# Work item
How many lines in the records below contain the word "softmax"? State that number and nothing more.

# Input material
Issue #204, opened 2021-04-09
Preprocessing functions and detector wrappers for common and principled use cases


ojcobb:
Various drift detection strategies can be formulated as a combination of an existing drift detector (e.g ks or chi-squared) and a custom preprocessing step (often dependent on the deployed model of interest). We could avoid a lot of duplication and effort on behalf of users by providing implementations of these preprocessing steps and wrappers that call the corresponding preproc-test combinations. 

This issue is motivated by #197 and will encapsulate it by providing a wrapper for an MD3-like detector that accounts for drift into and out of areas of model uncertainty (the type of drift likely to cause degradation in model performance).

arnaudvl:
This will be closely related to #220

arnaudvl:
Similar to #220 is not exactly aligned anymore with our current thinking and can be closed.

PR #229, opened 2021-04-21
MD3-like detectors which consider regions of model uncertainty.

ojcobb:
Implements #204, which was motivated by and encompasses #197.

Wraps around KS or Chi2 detectors with custom preprocessing stages mapping instances onto (scalar) model uncertainties.  Separate `ClassifierUncertaintyDrift` and `RegressorUncertaintyDrift` classes to be used with classifiers and regressors respectively. The latter is limited to either regressors with dropout layers or a model outputting a vector corresponding to an ensemble of regressor predictions.

See the `cd_model_unc_cifar10.ipynb` for example usage and a new regression drift example problem using UCI's wine quality dataset.

Saving and loading not yet implemented.


alibi_detect/cd/preprocess.py
```diff
@@ -25,3 +29,146 @@ def pca(X: np.ndarray, n_components: int = 2, svd_solver: str = 'auto') -> np.nd
...
+    elif preds_type == 'logits':
+        probs = softmax(preds, axis=-1)
+    else:
+        raise NotImplementedError("Only prediction types 'probs' and 'logits' supported.")
+
+    if uncertainty_type == 'entropy':
+        uncertainties = entropy(probs, axis=-1)
+    elif uncertainty_type == 'margin':
+        top_2_probs = -np.partition(-probs, kth=1, axis=-1)[:, :2]
+        diff = np.abs(top_2_probs[:, 0] - top_2_probs[:, 1])
```
arnaudvl, line 101: Very minor comment: `np.abs` should not be necessary since the `top_2_probs` are already ordered since the partition is on the second element.

arnaudvl: Nice use of `np.partition` btw. :)

alibi_detect/cd/tests/test_model_uncertainty.py
```diff
@@ -0,0 +1,172 @@
...
+        return x
+
+
+def dumb_model(x, n_labels, softmax=False):
+    x = np.stack([np.mean(x*(i+1), axis=-1) for i in range(n_labels)], axis=-1)
+    if softmax:
+        x = scipy.special.softmax(x, axis=-1)
+    return x
+
+
```
arnaudvl, line 48: Get rid of commented section below?

alibi_detect/cd/utils.py
```diff
@@ -39,3 +43,67 @@ def update_reference(X_ref: np.ndarray,
             raise KeyError('Only `reservoir_sampling` and `last` are valid update options for X_ref.')
     else:
         return X_ref
+
+
+def activate_train_mode_for_dropout_layers(model: Union[nn.Module, tf.keras.Model], backend: str) -> Callable:
+    # TODO: Figure a way to do this properly for tensorflow models.
```
arnaudvl, line 49: Out of scope for current PR? If so, need to make sure to add an issue later.

alibi_detect/cd/utils.py
```diff
@@ -39,3 +43,67 @@ def update_reference(X_ref: np.ndarray,
...
+    device: Optional[str] = None,
+    tokenizer: Optional[Callable] = None,
+    max_len: Optional[int] = None,
+) -> np.ndarray:
+
+    backend = backend.lower()
+    model_kwargs = {
+        'model': model, 'batch_size': batch_size, 'tokenizer': tokenizer, 'max_len': max_len
+    }
+    if backend == 'tensorflow':
```
arnaudvl, line 84: For backend specification, best to have checks in place, see eg https://github.com/SeldonIO/alibi-detect/blob/master/alibi_detect/cd/classifier.py#L98. You could practically copy the check linked over without the ClassifierDrift reerence and in a follow up PR we could implement a `_check_backend` function that you would use everywhere where dispatching occurs. @jklaise ?

alibi_detect/cd/utils.py
```diff
@@ -39,3 +43,67 @@ def update_reference(X_ref: np.ndarray,
...
+        from alibi_detect.cd.tensorflow.preprocess import preprocess_drift
+    elif backend == 'pytorch':
+        from alibi_detect.cd.pytorch.preprocess import preprocess_drift  # type: ignore
+        model_kwargs['device'] = device
+    else:
+        raise NotImplementedError(f'{backend} not implemented. Use tensorflow or pytorch instead.')
+    model_fn = partial(preprocess_drift, **model_kwargs)
+
```
arnaudvl, line 92: If I understand correctly up until here the `get_preds` function only initialises the same `model_fn` function over and over for each function call. I therefore believe it would be better to move it up to initialization of the detector and pass it as input to `partial(classifier_uncertainty, model_fn=model_fn, ..., )`. This would avoid conditional importing and initialization for each batch at runtime and could make serialization a bit easier as well.

alibi_detect/cd/utils.py
jklaise: Yea we should factor out `_validate_backend` or similar, can you open an issue?

alibi_detect/cd/utils.py
ojcobb: Yeah, no obvious way to do it. I'll add a note somewhere to be careful with using tf models and add an issue later.

alibi_detect/cd/model_uncertainty.py
```diff
@@ -0,0 +1,229 @@
...
+
+        Parameters
+        ----------
+        x
+            Batch of instances.
+        return_p_val
+            Whether to return the p-value of the test.
+        return_distance
+            Whether to return the corresponding test statistic (K-S for 'entropy', Chi2 for 'margin').
+        # TODO: Offer to return difference in uncertainty
```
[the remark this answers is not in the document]
ojcobb: It was trickier than anticipated so thought I'd defer to a separate issue, but just thought of a pretty simple way of implementing so will add to this PR.

alibi_detect/cd/utils.py
```diff
@@ -39,3 +43,67 @@ def update_reference(X_ref: np.ndarray,
             raise KeyError('Only `reservoir_sampling` and `last` are valid update options for X_ref.')
     else:
         return X_ref
+
+
+def activate_train_mode_for_dropout_layers(model: Union[nn.Module, tf.keras.Model], backend: str) -> Callable:
```
arnaudvl, line 48: There could be a few issues here:
- Since PyTorch is not a dependency, it might crash at import. Check https://github.com/SeldonIO/alibi-detect/blob/master/alibi_detect/cd/base.py#L12 and https://github.com/SeldonIO/alibi-detect/blob/master/alibi_detect/cd/base.py#L339 how this is handled in the base class.
- More importantly, this function contains backend specific functionality but is located in `alibi_detect.cd` and not e.g. `alibi_detect.cd.pytorch` or `alibi_detect.cd.tensorflow`. We should try to keep anything backend-specific in the relevant directories. As a result, the `activate_train_mode_for_dropout_layers` could be removed here and the backend-specific functionality could be invoked at initialization of the detector in `alibi_detect.cd.model_uncertainty.py` because it only needs to be done once. The backend-specific dropout activation could then simply live in `alibi_detect.utils.pytorch.utils.py` and `alibi_detect.utils.tensorflow.utils.py` since the functionality is not drift detector specific.

alibi_detect/cd/model_uncertainty.py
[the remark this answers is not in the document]
ojcobb: Actually I can't think of a simple way that wouldn't require changes to the KS and Chi2 detectors. Will defer to a separate issue.

doc/source/methods/modeluncdrift.ipynb
```diff
@@ -0,0 +1,151 @@
...
+  {
+   "cell_type": "markdown",
+   "metadata": {},
+   "source": [
+    "# Model-uncertainty\n",
+    "\n",
+    "## Overview\n",
+    "\n",
+    "Model-uncertainty drift detectors aim to directly detect drift that's likely to effect the performance of a model of interest. The approach is to test for change in the number of instances falling into regions of the input space on which the model is uncertain in its predictions. For each instance in the reference set the detector obtains the model's prediction and some associated notion of uncertainty. For example for a classifier this may be the entropy of the predicted label probabilities or for a regressor with dropout layers dropout Monte Carlo can be used to provide a notion of uncertainty. The same is done for the test set and if significant differences in uncertainty are detected (via a Kolmogorov-Smirnoff test) then drift is flagged. The detector's reference set should be disjoint from the model's training set (on which the model's confidence may be higher).\n",
+    "\n",
```
arnaudvl, line 19: @ojcobb Could you add a quick sentence clarifying the difference for the classification model + KS drift when looking at entropy for uncertainty and classification model + Chi^2 for the margin method?

examples/cd_model_unc_cifar10.ipynb
```diff
@@ -0,0 +1,752 @@
...
+   ],
+   "source": [
+    "make_predictions(cd, X_h0, X_c, corruption)"
+   ]
+  },
+  {
+   "cell_type": "markdown",
+   "metadata": {},
+   "source": [
+    "As expected, drift was only detected on the corrupted datasets. The p-value is well above the $0.05$ threshold for *H0* and below for the corrupted datasets. This confirms that the corruptions impacted the certainty with which the model was able to predict, as we would expect."
```
arnaudvl, line 428: Mention here that no drift was detected on brightness as performance didn't really drop much.

examples/cd_model_unc_cifar10.ipynb
```diff
@@ -0,0 +1,752 @@
+{
+ "cells": [
+  {
+   "cell_type": "markdown",
+   "metadata": {},
+   "source": [
+    "# Model-uncertainty based drift detection on CIFAR-10\n",
```
arnaudvl, line 7: Change title to make clear both classifier uncertainty drift on CIFAR10 and regression uncertainty drift on Wine datasets are illustrated.

examples/cd_model_unc_cifar10.ipynb
ojcobb: Ahh I had done this but my notebooks often don't save all the changes for some reason. Will redo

# Response to the task
4